We usually assume row major format, but by making it into block-major format, we get perfect spatial locality because the addresses assigned to a thread are all consecutive. This leads to more efficient parallel code.

Abandon

I am wondering, is it complicated to store the matrix in the manner of right? And if the red block in the picture is a cache line, then the first three lines of P13 cannot fit into the two cache lines and there must be two points share lines with other blocks' points. Is that a mistake? If it is true, how can that be efficient?

taz

@Abandon To answer your first question, I think the diagram is a little confusing. In the blocked data layout on the right, consecutive memory addresses are indicated by the blue line, so I don't think you have to do strange indexing tricks to get the data in the blocked format. I think the idea is just to assign blocks that are consistent with how the data is laid out. For example, if we had an array of 16 students and each array element was a pointer to that student's array of 36 homework scores, we want to assign blocks to be each student (like the right), instead of an assignment (like the left) that uses a few homework scores from a few different students, which isn't smart for caching.

boba

The block major layout can be easily implemented in CUDA by using thread and block id's to map threads to an element in that block and having threads in a block cooperatively load that block's elements into shared memory.

tkli

I agree with @boba that the block major layout is basically built-in to the CUDA implementation precisely because of the block/thread organizational hierarchy. However, if we are doing grid solver, this creates potentially confusing code to communicate between blocks.

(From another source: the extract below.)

PR #1070, opened 2026-09-01
Add 4 KiB logical block footprint tracking to stats

### LINKED ISSUE #1066: Feature Request: Report unique 4 KiB logical blocks touched by rsync writes (e.g. in --stats)
## Motivation

Rsync's existing transfer statistics report the amount of data transferred, but that alone does not describe the logical write footprint of a delta update.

If we are not using CUDA, we are not necessarily in trouble. Block-major layout will work well with power-of-2 side lengths because then we can do bit manipulations to map i,j to A[i,j]. If not, I believe it will involve some modular arithmetic, but as long as we write and use a good abstraction for this i.e. get(A,i,j) we can keep our code fairly clean and readable.

POTUS

Do the P1-16s on the left diagram refer to processors? Can someone explain what the blue arrows symbolize in this case?

Firephinx

@POTUS yes the P1-16s refer to processors. The blue arrows symbolize how the consecutive memory addresses are laid out. On the left, the memory is laid out in row major order so like arr[0][0] would be next to arr[0][1] and so on. However on the right, the memory is laid out in block-major order, so arr[0][0][0][6] would be adjacent to arr[0][0][1][1] where the first two indices represent the block and the next two indices represent the row and column inside the block.